The uncovered interest parity puzzle, or forward premium puzzle, is that UIP is almost always violated; high-yielding currencies tend to appreciate over time rather than falling. A carry trade in which an investor borrows in the currency with the low interest rate and invests in the currency with a high rate is usually profitable.
Liquidity might be able to help explain violations of UIP. If low-yielding t-bills provide a superior stream of liquidity services than higher-yielding bills, then the exchange rate doesn't need to do as much "work" in resolving the lack of interest parity between low- and high-yielding t-bill rates across nations. UIP "violations" might be no more than shadows of an invisible liquidity premia. Carry traders that make their living shorting low-yielding t-bills of one nation and buying high yielding bills in another aren't earning excess returns, they are simply acting as liquidity creators—and getting fairly rewarded for it by liquidity buyers. (See my bit on the on-the-run off-the-run trade in my previous post.)
Linnemann and Schabert (2013) try to explain UIP violations in terms of the liquidity premia on treasuries.
Lastly, there's the credit spread puzzle. A credit spread is the difference between the yield on corporate bonds and risk-free treasuries. Data shows that the credit spread has historically been far too high to be explained by risks like expected default loss. Owners of corporate bonds earn too much, and owners of t-bills earn too little.
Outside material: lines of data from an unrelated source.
PR #1114, opened 2024-03-29
Update Envoy to 1f52a8e (Mar 29, 2024)

eric846:
- No changes to .bazelrc etc.
- Implemented `lifecycleNotifier()` on `NighthawkServerInstance` and `NighthawkServerFactoryContext` (H/T @eziskind for the advance warning and known-good fix)
- Implemented `regexEngine()` on `NighthawkServerFactoryContext`
- Reacted to https://github.com/envoyproxy/envoy/pull/32775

The answer to this puzzle is similar to that of the equity premium puzzle. Risk-free treasuries are some of the most liquid securities in the world, corporate bonds are not. Because t-bills provide an extra liquidity return, they don't need to provide as high a yield. If we factor this liquidity return into the equation, then what seems like an anomalously high spread between t-bills and corproate bonds probably isn't so anomalous after all.
There are a number of papers that try to explain the credit spread puzzle by resorting to liquidity. Parraudin and Taylor (2001), for instance, find that a large part of the AAA- to A-grade bond spreads are explained by liquidity.
So yes, I see liquidity premia everywhere, but as this survey of papers shows, so do a lot of people. If you haven't incorporated liquidity into your model of the world, whether that model be CAPM or something more specific to yourself, then both your investing and your way of doing economics will probably suffer.